Women make up just 22% of professionals in AI and data science, a study from the Alan Turing Institute found last year. The gender disparity within the field is compounded by a gap among product users.
Women in low- and middle-income countries are 20% less likely to own a smartphone than men, according to data firm GSMA intelligence.
In contrast with apps that target day-trading opportunities to predominantly male investors, Ellevest focuses on the long term outlooks of women, Krawcheck said.
“What we found at Ellevest is that women are really looking to reach their goals,” she says. “So what we built was an investing algorithm that is 100%, based around getting her to that goal.”
“For example, ‘I want to buy a house in five years,'” she adds. “This is how Ellevest helps her calculate: This is how much you can afford, this is what you need to input. That’s what the investing algorithm does.”
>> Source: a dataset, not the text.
PR #77, opened 2019-02-22
Syntax issue (fix proposal) on paragraph #03

kant:


tyrasd:
Btw: what's the point of `#03` in the commit message (and pull request title)? As far as I can see, this file contains only one paragraph. Did you perhaps find this typo by using some kind of automated process? Also, using the `#` character might generate unwanted links in the github user interface.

“‘I want to have a baby in X number of years, I want to retire in y number of years,'” she says. “So the inputs in the algorithm tend to say your salary is going to peak sooner.”
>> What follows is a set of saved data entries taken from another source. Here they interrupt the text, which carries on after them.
PR #79, opened 2019-02-26
cleaning dependencies, remove apache-commons

rtroilo:
I cleaned up the dependency hierarchy and removed the dependency to apache-commons.


oshdb-api/src/main/java/org/heigit/bigspatialdata/oshdb/api/generic/OSHDBCombinedIndex.java
```diff
@@ -12,16 +12,22 @@ public OSHDBCombinedIndex(U index1, V index2) {
...
 
   public V getSecondIndex() {
-    return this.payload.getRight();
+    return this.index2;
   }
 
   @Override
   public int compareTo(@NotNull OSHDBCombinedIndex<U,V> o) {
-    return this.payload.compareTo(o.payload);
+	final Comparable<Object> ci1 = (Comparable<Object>) index1;
```
tyrasd: there seems to be a tab character here. also below (line 27, 28)

oshdb-api/src/main/java/org/heigit/bigspatialdata/oshdb/api/generic/OSHDBCombinedIndex.java
```diff
@@ -12,16 +12,22 @@ public OSHDBCombinedIndex(U index1, V index2) {
...
+    int c = ci1.compareTo(o.index1);
+    if(c == 0) {
```
tyrasd: missing space between `if` and the `(`: https://google.github.io/styleguide/javaguide.html#s4.6.2-horizontal-whitespace

oshdb-api/src/main/java/org/heigit/bigspatialdata/oshdb/api/mapreducer/GeometrySplitter.java
```diff
@@ -56,13 +54,33 @@
     this.subregions = subregions;
   }
 
+  public static class IndexData<I,D> {
+	  public final I index;
```
tyrasd: please also convert the tabs here to spaces

oshdb-api/src/main/java/org/heigit/bigspatialdata/oshdb/api/mapreducer/GeometrySplitter.java
```diff
@@ -56,13 +54,33 @@
...
+	  public final D data;
```
tyrasd: shouldn't this field be private?

oshdb-api/src/main/java/org/heigit/bigspatialdata/oshdb/api/mapreducer/GeometrySplitter.java
```diff
@@ -56,13 +54,33 @@
...
+	  }
+
+	public I getIndex() {
+		return index;
+	}
+
+	public D getData() {
+		return data;
+	}
+
```
tyrasd: I would reduce the amount of newline whitespace here

oshdb-api/src/main/java/org/heigit/bigspatialdata/oshdb/api/mapreducer/GeometrySplitter.java
```diff
@@ -108,7 +126,7 @@
           }
         }).collect(Collectors.toCollection(LinkedList::new));
   }
-
+
```
tyrasd: seems like there are some superfluous spaces here

oshdb-api/src/main/java/org/heigit/bigspatialdata/oshdb/api/mapreducer/MapAggregator.java
```diff
@@ -997,4 +997,68 @@ public X setValue(X value) {
         TreeMap::new
     ));
   }
+  
+  /*
+   * A generic Pair class for holding key/value pairs
+   */
+  public static class Pair<U,V> {
+  	private U key;
```
tyrasd: tab -> spaces

oshdb-api/src/main/java/org/heigit/bigspatialdata/oshdb/api/mapreducer/MapAggregator.java
```diff
@@ -997,4 +997,68 @@ public X setValue(X value) {
         TreeMap::new
     ));
   }
+  
+  /*
```
tyrasd: should this be a javadoc comment?

oshdb-api/src/main/java/org/heigit/bigspatialdata/oshdb/api/mapreducer/MapAggregator.java
```diff
@@ -997,4 +997,68 @@ public X setValue(X value) {
...
+  	
+
+
+  	public U getKey() {
+  		return key;
+  	}
+
+
+
+  	public void setKey(U key) {
```
tyrasd: I think we don't need a setter for the key property.

oshdb-api/src/main/java/org/heigit/bigspatialdata/oshdb/api/mapreducer/GeometrySplitter.java
```diff
@@ -123,7 +141,7 @@
    * @param data the OSMContribution to split into the given sub-regions
    * @return a list of OSMContribution objects
    */
-  public List<Pair<U, OSMContribution>> splitOSMContribution(OSMContribution data) {
+  public List<IndexData<U,OSMContribution>> splitOSMContribution(OSMContribution data) {
```
tyrasd: I _think_, we could implement this whole thing as a `Map<U, OSMContribution>` instead of a `List<IndexData<U,OSMContribution>>` (since the list will at most contain one entry per index value). :thinking:

oshdb-api/src/main/java/org/heigit/bigspatialdata/oshdb/api/mapreducer/MapAggregator.java
```diff
@@ -997,4 +997,68 @@ public X setValue(X value) {
...
+  public static class Pair<U,V> {
+  	private U key;
+  	private V value;
+  	
+  	public Pair(U key, V value) {
+  		this.key = key;
+  		this.value = value;
+  	}
+  	
+
```
tyrasd: reduce newlines maybe?

oshdb-api/src/main/java/org/heigit/bigspatialdata/oshdb/api/mapreducer/GeometrySplitter.java
tyrasd: then we could get rid of the `IndexData` class altogether. In the MapReducer class, we would use this method then like this:

```java
    ret = this.flatMap(x -> gs.splitOSMContribution((OSMContribution) x).entrySet())
            .aggregateBy(Entry::getKey, geometries.keySet()).map(Entry::getValue);
```

oshdb-api/src/main/java/org/heigit/bigspatialdata/oshdb/api/mapreducer/MapReducer.java
```diff
@@ -1790,7 +1790,7 @@ protected TagTranslator getTagTranslator() {
   }
 
   // get all cell ids covered by the current area of interest's bounding box
-  protected Iterable<Pair<CellId, CellId>> getCellIdRanges() {
+  protected Iterable<CellIdRange> getCellIdRanges() {
```
tyrasd: :+1:

oshdb-tool/etl/pom.xml
```diff
@@ -47,6 +47,12 @@
 			<artifactId>RoaringBitmap</artifactId>
 			<version>0.6.59</version>
 		</dependency>
+		
+		<dependency>
```
tyrasd: maybe we should now convert the whole file to use spaces instead of tabs?

oshdb-util/pom.xml
```diff
@@ -14,23 +14,30 @@
       <artifactId>oshdb</artifactId>
       <version>${project.version}</version>
     </dependency>
-    
+
```
tyrasd: extra spaces here

oshdb-util/pom.xml
```diff
@@ -14,23 +14,30 @@
...
     <dependency>
-      <groupId>com.h2database</groupId>
-      <artifactId>h2</artifactId>
-      <version>${h2.version}</version>
+      <groupId>com.googlecode.json-simple</groupId>
+      <artifactId>json-simple</artifactId>
+      <version>${googlejson.version}</version>
     </dependency>
 
+	<!-- TEST dependencies -->
```
tyrasd: tab

oshdb/pom.xml
```diff
@@ -19,72 +19,37 @@
...
+      <groupId>com.google.guava</groupId>
+      <artifactId>guava</artifactId>
+      <version>${guava.version}</version>
     </dependency>
     
-    <dependency>
-      <groupId>org.apache.commons</groupId>
-      <artifactId>commons-lang3</artifactId>
-      <version>${apachecommons.version}</version>
+	<!-- TEST dependencies -->
```
tyrasd: tab -> spaces

oshdb/src/main/java/org/heigit/bigspatialdata/oshdb/index/XYGrid.java
```diff
@@ -47,7 +46,7 @@
   
   private static final long serialVersionUID = 1L;
   private static final Logger LOG = LoggerFactory.getLogger(XYGrid.class);
-  private static final double EPSILON = OSHDB.GEOM_PRECISION;
+//  private static final double EPSILON = OSHDB.GEOM_PRECISION;
```
tyrasd: maybe it would be better to remove it, if it's not used/needed

oshdb/src/main/java/org/heigit/bigspatialdata/oshdb/index/XYGrid.java
```diff
@@ -197,6 +196,62 @@ public long getEstimatedIdCount(final OSHDBBoundingBox data) {
   public int getLevel() {
     return zoom;
   }
+  
+  public static class IdRange implements Comparable<IdRange>, Serializable{
```
tyrasd: put it into own source file? it seems to me that this is not specific to the XYGrid class
//edit: same for CellIdRange class below (https://github.com/GIScience/oshdb/pull/79/files#diff-d4b1ff67fed6306c1592fa6fdbbd9692R162)

tyrasd: also, tabs -> spaces

oshdb/src/main/java/org/heigit/bigspatialdata/oshdb/util/OSHDBFilter.java
```diff
@@ -0,0 +1,24 @@
+package org.heigit.bigspatialdata.oshdb.util;
+
+import java.util.List;
+
+public interface OSHDBFilter {
+	
+	/**
```
tyrasd: tabs -> spaces

oshdb/src/main/java/org/heigit/bigspatialdata/oshdb/util/byteArray/FastByteArrayOutputStream.java
```diff
@@ -0,0 +1,71 @@
+package org.heigit.bigspatialdata.oshdb.util.byteArray;
```
tyrasd: was this adapted/copied over from [`it.unimi.dsi.fastutil.io.FastByteArrayOutputStream`](https://github.com/vigna/fastutil/blob/master/src/it/unimi/dsi/fastutil/io/FastByteArrayOutputStream.java)? if yes, we should/must state that somewhere.

tyrasd: but don't we have this library as a dependency anyway? what's the use for this class here?

oshdb-api/src/main/java/org/heigit/bigspatialdata/oshdb/api/mapreducer/MapAggregator.java
```diff
@@ -997,4 +997,68 @@ public X setValue(X value) {
         TreeMap::new
     ));
   }
+  
+  /*
+   * A generic Pair class for holding key/value pairs
+   */
+  public static class Pair<U,V> {
```
tyrasd: shouldn't this be in a separate java source file? also, I really liked the separation between mutable and immutable pairs in apache.commons.lang3. Would be nice if we kept that.

rtroilo: actually, I would be nice if this has a more meaning full name what describes for what this pair class is used for.
To make this class a nested class instead a own was intended to encourage to not use this class in all cases.
There is a reason why this simple class is not included in the java.lang or even guava
https://github.com/google/guava/wiki/IdeaGraveyard
https://mail.openjdk.java.net/pipermail/core-libs-dev/2010-March/003995.html

But I'm also ok with it to have this in a separatet java source file.

tyrasd: actually, after a second look, I realized that this class (and previously, the `MutablePair<>`s used in this class) is only used to store pairs of values (generic type `X`) that are associated with an index (generic type `U`) in an internal `MapReducer` object (see above in https://github.com/GIScience/oshdb/pull/79/files#diff-5c05e36796aa82dfa133e2fa41932bb2R87). So, this class is totally fine to live here and can even be made private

Prior to co-founding Ellevest, Krawcheck led the Wealth Management divisions at both Merrill Lynch and Citi. She began her career on Wall Street as a junior analyst at Solomon Brothers in the late 1980s.
Speaking to Yahoo Finance, Krawcheck said attempts to play the market in the short term often lead investors astray.
“We tell our women, ‘Investing should be sort of boring,'”she says “It shouldn’t be all about making the calls.”